PR #3337, opened 2021-01-15
#3336 Paper component

### LINKED ISSUE #3336: Paper background component

A paper-looking component.

image

Container component 

## Implementation

Just a simple component which renders children in a paper-like container. With a header also. 

N/A

## Additional context

Similar component used in dispensing

joshxg:
Fixes #3336 

## Change summary

- Adds two components `Paper` and `PaperSection`.
- Two components because there are some areas with a header and some without.
- Thought abstracting the `Paper` away from the component with the dedicated header gave more flexibility.
- Unsure about `PaperSection` naming.

## Testing

Internal

N/A

### DIFF
--- a/src/widgets/Paper.js
+++ b/src/widgets/Paper.js
@@ -1,0 +1,44 @@
+/* eslint-disable react/forbid-prop-types */
+import React from 'react';
+import PropTypes from 'prop-types';
+import { View } from 'react-native';
+
+import { WHITE } from '../globalStyles';
+
+export const Paper = ({ width, height, style, children }) => {
+  // If width and height are passed hard fix them in the container style,
+  // let the axis which isn't passed flex. Plain width or height properties
+  // sometimes act as suggestions when the container is flexing so use
+  // max/min properties.
+  const internalContainerStyle = { ...style };
+  if (width) {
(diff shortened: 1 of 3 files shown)


src/widgets/Paper.js
```diff
@@ -0,0 +1,44 @@
...
+import { View } from 'react-native';
+
+import { WHITE } from '../globalStyles';
+
+export const Paper = ({ width, height, style, children }) => {
+  // If width and height are passed hard fix them in the container style,
+  // let the axis which isn't passed flex. Plain width or height properties
+  // sometimes act as suggestions when the container is flexing so use
+  // max/min properties.
+  const internalContainerStyle = { ...style };
```
mark-prins, line 13: an alternative is possibly to disallow flex grow & shrink and to set the initial size:

`flex: '0 ${width}px'`

which retains flex, but then doesn't help with height so is perhaps not useful

mark-prins (approved):
Looks good and compiles fine!

I'm not seeing the value of having both Paper and PaperSection, but I expect that's just me.

I would have gone with just Paper and had the heading element display if a header text is passed in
------------------------------------
AIM OF THE EXERCISE:
Your answer should consist of every entry, repeated exactly.

REPLY TO THE EXERCISE:
PR #3337, opened 2021-01-15
#3336 Paper component

### LINKED ISSUE #3336: Paper background component

A paper-looking component.

image

Container component 

## Implementation

Just a simple component which renders children in a paper-like container. With a header also. 

N/A

## Additional context

Similar component used in dispensing

joshxg:
Fixes #3336 

## Change summary

- Adds two components `Paper` and `PaperSection`.
- Two components because there are some areas with a header and some without.
- Thought abstracting the `Paper` away from the component with the dedicated header gave more flexibility.
- Unsure about `PaperSection` naming.

## Testing

Internal

N/A

### DIFF
--- a/src/widgets/Paper.js
+++ b/src/widgets/Paper.js
@@ -1,0 +1,44 @@
+/* eslint-disable react/forbid-prop-types */
+import React from 'react';
+import PropTypes from 'prop-types';
+import { View } from 'react-native';
+
+import { WHITE } from '../globalStyles';
+
+export const Paper = ({ width, height, style, children }) => {
+  // If width and height are passed hard fix them in the container style,
+  // let the axis which isn't passed flex. Plain width or height properties
+  // sometimes act as suggestions when the container is flexing so use
+  // max/min properties.
+  const internalContainerStyle = { ...style };
+  if (width) {
(diff shortened: 1 of 3 files shown)


src/widgets/Paper.js
```diff
@@ -0,0 +1,44 @@
...
+import { View } from 'react-native';
+
+import { WHITE } from '../globalStyles';
+
+export const Paper = ({ width, height, style, children }) => {
+  // If width and height are passed hard fix them in the container style,
+  // let the axis which isn't passed flex. Plain width or height properties
+  // sometimes act as suggestions when the container is flexing so use
+  // max/min properties.
+  const internalContainerStyle = { ...style };
```
mark-prins, line 13: an alternative is possibly to disallow flex grow & shrink and to set the initial size:

`flex: '0 ${width}px'`

which retains flex, but then doesn't help with height so is perhaps not useful

mark-prins (approved):
Looks good and compiles fine!

I'm not seeing the value of having both Paper and PaperSection, but I expect that's just me.

I would have gone with just Paper and had the heading element display if a header text is passed in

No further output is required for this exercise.